Photo of Xiao Sun

Artificial intelligence & robotics

Xiao Sun

He designs imprecise—but energy-efficient—AI hardware and software.

Year Honored
2021

Organization
IBM

Region
Global

Hails From
US

Artificial-intelligence systems often require a vast amount of computation. That’s why in recent years, AI hardware researchers have been striving to achieve lower precision, which is good enough to produce a correct answer but avoids the use of calculations that require keeping track of lots of digits.

Deep learning relies on networks that might have dozens of layers, and millions, or even billions, of parameters that must be adjusted to the correct values, a process called training the network.
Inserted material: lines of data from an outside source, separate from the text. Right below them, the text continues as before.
PR #2823, opened 2020-04-29
chat-js: fix race condition in new-dm flow

### LINKED ISSUE #2792: Made a new chat DM, sent a message while it still said “chat is being restored”
And for some reason it then navigated out of the chatroom? And the chatroom then didn’t load? Weird.

liam-fitzgerald:
Creating a new DM might redirect the user to the chat before it is
actually created. Fixed by waiting for confirmation before redirecting.

Fixes #2792


liam-fitzgerald:
Ping @loganallenc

This often takes days or weeks of computations using hundreds of specialized chips.

Xiao Sun is part of a research group at IBM that has been finding ways to perform those computations using three-digit, or even just two-digit, numbers (in contrast, a modern laptop or cell phone uses 20 digits to make calculations, while most dedicated machine-learning chips use five). 
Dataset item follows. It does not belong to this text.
Issue #2817, opened 2020-04-28
Chat module's "~"-mention list is rendered incorrectly


urcades:
I believe this is a regression, but from which point/version, I'm unsure.

See the image below:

The real trick is in finding techniques that allow for small numbers to be used throughout the computation. You might still have to do many trillions of computations, but each one will be far simpler. This saves both time and energy—using two-digit numbers is more than 20 times more energy efficient than doing the same calculations using numbers in the billions, according to a paper by Sun and colleagues at IBM.

In February, IBM announced a new chip, based in part on Sun’s work, that trains neural networks using computations involving mostly three-digit numbers. The company hopes to use it not only to train large neural networks in cloud computing centers but also in mobile phones that could train on local data.